У опушки на Сивке Плакущева пашет Митька Спирин. Свистит кнутом, на Чижика посматривает: курить охота, а табаку нет.
– Дядь Савёл, нет ли махры? – кричит он.
– Чего? Махры? – Чижик остановился, пощупал кисет с табаком в кармане. – Нету. Вся, пес ее возьми-то, – и тише добавил: – На вас не напасешься: давай только. Хахали!
Звено девятое
1
Никита Гурьянов несколько раз обошел поля и с каждым разом все больше горбился, сох. Вот и сегодня – еле ноги дотащил, у своего двора остановился, мутными глазами на поля глянул. По полям, будто в прятушки играют, бегают, крутятся в скачке пыльные столбы.
– Беготня какая-то, – Никита зашевелил губами, похожими на ломти сухой тыквы, – и чего только бегают? Э-э-эх, – тяжело, с хрустом в груди вздохнул он. – Опять, видно, на лебеду доведется?!
– На лебеду бы ничего, – подымаясь с реки и опуская у ног лыки, забормотал Митька Спирин. – А вот как на мякину, тогда непременно умирать, – и рассмеялся звонко, по-птичьи. – А Огнев баил, в газетине пишут, к покрову аль ближе дождь хлынет.
– К покрову – сгорим.
– А может, и перепадет?
– Нет уж, раз оно с весны зажелезняло, хорошего тут не жди… Во-он, гляди, палит как.

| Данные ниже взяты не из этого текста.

PR #3113, opened 2020-10-31
Switch to plotly-latest

daschw:


BeastyBlacksmith:
why plotly latest? That was changed deliberately recently : https://github.com/JuliaPlots/Plots.jl/pull/2779

daschw:
Thanks for the hint! To be honest I just wanted to check if legendtitle worked with a newer version of plotly - it does not - and opened the PR to keep the changes. But I guess we should not do this then. However, we could update to a more recent version.

BeastyBlacksmith:
> However, we could update to a more recent version.

Agreed. I don't have any objections to setting it to the current version

Issue #319, opened 2016-06-10
Recipe ideas


tbreloff:

ChrisRackauckas:
What about column scatter plots? They are pretty widely used in Biology since it's like a boxplot in that shows an error bar, but is also plotting the actual data values. At the bottom of this is a good example (made in R):

![13227_2016_40_fig12_html](https://cloud.githubusercontent.com/assets/1814174/15992153/e77428de-307a-11e6-8ed3-177f693bb5b6.jpg)

diegozea:
In that omage, also the upper bars with the significance level are useful and generally hard to make, but should be easy to make a recipe for that significance annotations with Plots.

ChrisRackauckas:
If adding significance annotations is possible that was be fantastic, but I thought it would be hard (it would be easy to tell it that a certain plot is *** significant, but then for it to automatically place the annotations? That seems difficult).

tbreloff:
No. Annotations should be fairly straightforward (depending on what it is
of course). You'd just create a new series with 'primary = false'.

tbreloff:
For anyone watching the repo, I just wanted to give a quick demo of features I just added: `iter_segments` and the `curves` series recipe.

![tmp](https://cloud.githubusercontent.com/assets/933338/16088975/491adae6-32f7-11e6-8c6a-8aa263340d6c.png)

If you can't figure out by the screenshot, I added a nice convenience iterator `iter_segments`, which takes 1 or more vectors (or anything that can be "cycled", which includes scalar values), and gives an iterator that, at each iteration, returns an integer range which is the next consecutive set of indices where the inputs are all non-NaN.  I'll be replacing things like `gr_polyline` with this sort of iteration logic, though it has other uses:

The `:curves` series recipe will split the x/y/z/fillrange/line_z coordinates into segments, and rebuild each segment using the given coordinates as "control points" in a bezier curve.  So you can create nice curves simply by specifying the control points separated by NaN's.  The optional `npoints` keyword arg specifies how many line segments to use to draw each curve segment.

mkborregaard:
Rather than choropleths, or as a way of doing that, it could be nice with a recipe to plot shapefiles, i.e. the objects returned by Shapefile.jl. Allowing colour would make an easy way to do choropleths, in addition to the other uses of shapefiles.

tbreloff:
This should be pretty straightforward. Can we add a recipe to shapefile.jl?

mkborregaard:
[...]

PR #3134, opened 2020-11-10
Proposes a 3D quiver

kellertuer:
This PR introduces a quiver functionality (at least partially, see below) for 3D quivers, cf. #319.

This extension can be seen by looking at
```julia
using Plots
x = [1.0, 2.0, 3.0]
y = [0.0, 1.0, 0.0]
z = [1.0, 0.0, 0.0]
u = [1.0, 1.0, 1.0]
v = [0.5, 0.5, 0.5]
w = [0.0, 0.0, 1.0]
s = quiver(x,y,z, quiver=(u,v,w))
```

which was previously a little strange (took `x` and `z` but `u` and `w`, first and last quiver component)
pre

and now it correctly looks like
post

Works/tested with
* GR
* PyPlot

## Questions
* What would be the best way to hack an arrow in 3D to make it work e.g. with `Plotly`?
* Which tests are required here?


BeastyBlacksmith:
That is a really good addition. I don't know about plotly, but as a test it would be sufficient to add an example at the end of the examples array here https://github.com/JuliaPlots/Plots.jl/blob/master/src/examples.jl, add the number to the excludes of the backends where it doesn't work and then do a PR against PlotReferenceImages to add the reference image for the GR backend.

kellertuer:
Thanks, I have to check how one can add things to that list, but then I'll do that for sure.

kellertuer:
Uh, nice! I was just starting to test and got lost in GR arrow head sizes and (maybe) missing scaling of quivers, when I wanted to add a 2D example (found a bug in my code, too). Will update/merge that here, then.

daschw:
I'm sorry about that commit mess above. I added a new test example. I hope that's fine.
```julia
using Plots

ϕs = range(-π, π, length=50)
θs = range(0, π, length=25)
θqs = range(1, π-1, length=25)

x = vec([sin(θ) * cos(ϕ) for (ϕ, θ) in Iterators.product(ϕs, θs)])
y = vec([sin(θ) * sin(ϕ) for (ϕ, θ) in Iterators.product(ϕs, θs)])
z = vec([cos(θ) for (ϕ, θ) in Iterators.product(ϕs, θs)])

u = 0.1 * vec([sin(θ) * cos(ϕ) for (ϕ, θ) in Iterators.product(ϕs, θqs)])
v = 0.1 * vec([sin(θ) * sin(ϕ) for (ϕ, θ) in Iterators.product(ϕs, θqs)])
w = 0.1 * vec([cos(θ) for (ϕ, θ) in Iterators.product(ϕs, θqs)])

quiver(x,y,z, quiver=(u,v,w))
```
quiver3

kellertuer:
oh, what a neat example!

kellertuer:
I was thinking about adding a 2D quiver example, too, but got lost since this
```
using Plots
xr = range(-π, π, length=41)
yr = range(-π, π, length=41)

X = vec([ x for x ∈ xr, y ∈ yr])
Y = vec([ y for x ∈ xr, y ∈ yr])
U = vec([ 0.12*sin(x)*cos(y) for x ∈ xr, y ∈ yr])
V = vec([ 0.12*cos(x)*sin(y) for x ∈ xr, y ∈ yr])

s = quiver(X, Y, quiver=(U,V))
```
has huge arrowheads in `GR`.
And maybe for another PR one could also introduce an auto-down/up-scaling option of the vectors (I think both peplos and Matlab do this)

daschw:
I think we can also investigate the arrowhead size issue and the 2D example in another issue/PR.

daschw:
I like the auto-scaling idea.

kellertuer:
Ok, sure.
For auto-scaling I have an idea, I will think about it and propose something maybe next week – something along the lines of „scale down to the longest vector being as long as the smallest distance of domain points.“

daschw:
Thanks for your contribution @kellertuer !

PR #3154, opened 2020-11-15
Default fontsize for pgfplotsx backend

willtebbutt:
@BeastyBlacksmith , this is as per our discussion on [this discourse thread](https://discourse.julialang.org/t/plots-jl-default-label-size/49454).

Is there any unit testing that you would like me to provide? Not sure how best to go about it.

edit: additionally, assuming this is an acceptable change, what's the Plots' policy regarding releases? Should I bump the minor / patch version, or do you generally wait to group new bits of code together?


BeastyBlacksmith:
I think it is fine as it is. You can check the existing pgfplotsx test for testing, if you want to add a test. Otherwise i will merge tomorrow and do a point release.

Issue #3157, opened 2020-11-20
Deprecation warnings for HDF5 backend


BeastyBlacksmith:
Running the tests print a bunch of deprecation warnings for the HDF5 backend. These should be easy to fix.

wg030:
All these warnings pissed me off for so many days that I have now created a pull request :D
See #3175. Would be cool if you merged it!

PR #3175, opened 2020-12-01
Handling Deprecation warnings for HDF5 backend

wg030:
I have updated hdf5.jl so that all deprecations warnings should be gone now!

Fix: #3157

### DIFF
--- a/src/backends/hdf5.jl
+++ b/src/backends/hdf5.jl
@@ -46,7 +46,7 @@ import Dates
 
 #Plots.jl imports HDF5 to main:
 import ..HDF5
-import ..HDF5: HDF5Group, HDF5Dataset
+import ..HDF5: Group, Dataset
 
 import ..Colors, ..Colorant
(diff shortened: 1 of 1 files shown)


BeastyBlacksmith (approved):
Great! Thank you

ranocha:
Thanks! It would be nice to have a new release of Plots.jl, since these warning still show up in the latest release (from November). We use Plots.jl and would like to run some tests with `@test_nowarn` which currently fails (and the only warnings we see are related to Plots.jl and HDF5).

wg030:
@ranocha I can't help you with a new release, but have you tried `add Plots#master`, works like a charm for me!

ranocha:
Thanks for that hint, @wg030. I have used `add Plots#master` locally, but we would like to be able to run these tests using a released version of Plots.jl such that everything works reliably also on standard installations (CI, users of our packages etc.).

PR #3178, opened 2020-12-04
Set extra mime only when HTML format

jks-liu:
Extra mine is not used by other format.

For example

```julia
using Plots
plotlyjs()
plot(rand(1000000), x->x, fmt=:png)
```

Above codes make jupyter file be about 60 MiB.
After changing, jupyter file is only 40 KiB.


daschw:
Thanks!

Две бороды, – одна жиденькая, сивенькая – Митьки Спирина, другая рыжая, лопаткой, с проседью – Никиты Гурьянова, – уставились в знойное небо.
– А я то думаю, Никита Семеныч, – нарушил знойную тишину Митька, – ямина наша заколдована есть. Гляди, как тучка появится, будто кто отметет ее на обе стороны: расколется и ну в разные края полыхать… Колдовство тут какое-то.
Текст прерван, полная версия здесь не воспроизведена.